# [PROBLEM STATEMENT]
Take the data below and copy exactly the lines starting at the one with "Nice! Now that" and finishing at the one with "That's true. In", both included.

(Records excerpted from a collection)
== Segment start ==

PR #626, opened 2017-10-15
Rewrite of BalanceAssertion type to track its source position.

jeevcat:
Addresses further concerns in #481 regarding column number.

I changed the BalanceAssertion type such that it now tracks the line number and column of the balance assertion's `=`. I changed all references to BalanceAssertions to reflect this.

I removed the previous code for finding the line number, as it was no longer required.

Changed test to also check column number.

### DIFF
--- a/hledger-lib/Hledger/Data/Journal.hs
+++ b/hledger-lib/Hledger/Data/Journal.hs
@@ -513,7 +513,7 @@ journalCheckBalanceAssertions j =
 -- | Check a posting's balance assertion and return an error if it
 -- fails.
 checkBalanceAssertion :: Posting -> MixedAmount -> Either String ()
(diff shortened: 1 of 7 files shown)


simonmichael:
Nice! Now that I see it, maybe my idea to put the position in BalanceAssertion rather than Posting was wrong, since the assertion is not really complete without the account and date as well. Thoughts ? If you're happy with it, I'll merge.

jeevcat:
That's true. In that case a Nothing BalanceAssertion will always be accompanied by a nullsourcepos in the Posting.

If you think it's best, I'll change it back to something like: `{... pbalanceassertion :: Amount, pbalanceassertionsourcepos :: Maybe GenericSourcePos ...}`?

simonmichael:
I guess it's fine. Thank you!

== Segment end ==
== Segment start ==

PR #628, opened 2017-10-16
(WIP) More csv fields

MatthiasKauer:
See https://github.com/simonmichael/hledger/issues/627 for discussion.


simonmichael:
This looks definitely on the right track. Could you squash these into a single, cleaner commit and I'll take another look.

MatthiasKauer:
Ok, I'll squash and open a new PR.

== Segment end ==

# [FINAL ANSWER]
Nice! Now that I see it, maybe my idea to put the position in BalanceAssertion rather than Posting was wrong, since the assertion is not really complete without the account and date as well. Thoughts ? If you're happy with it, I'll merge.

jeevcat:
That's true. In that case a Nothing BalanceAssertion will always be accompanied by a nullsourcepos in the Posting.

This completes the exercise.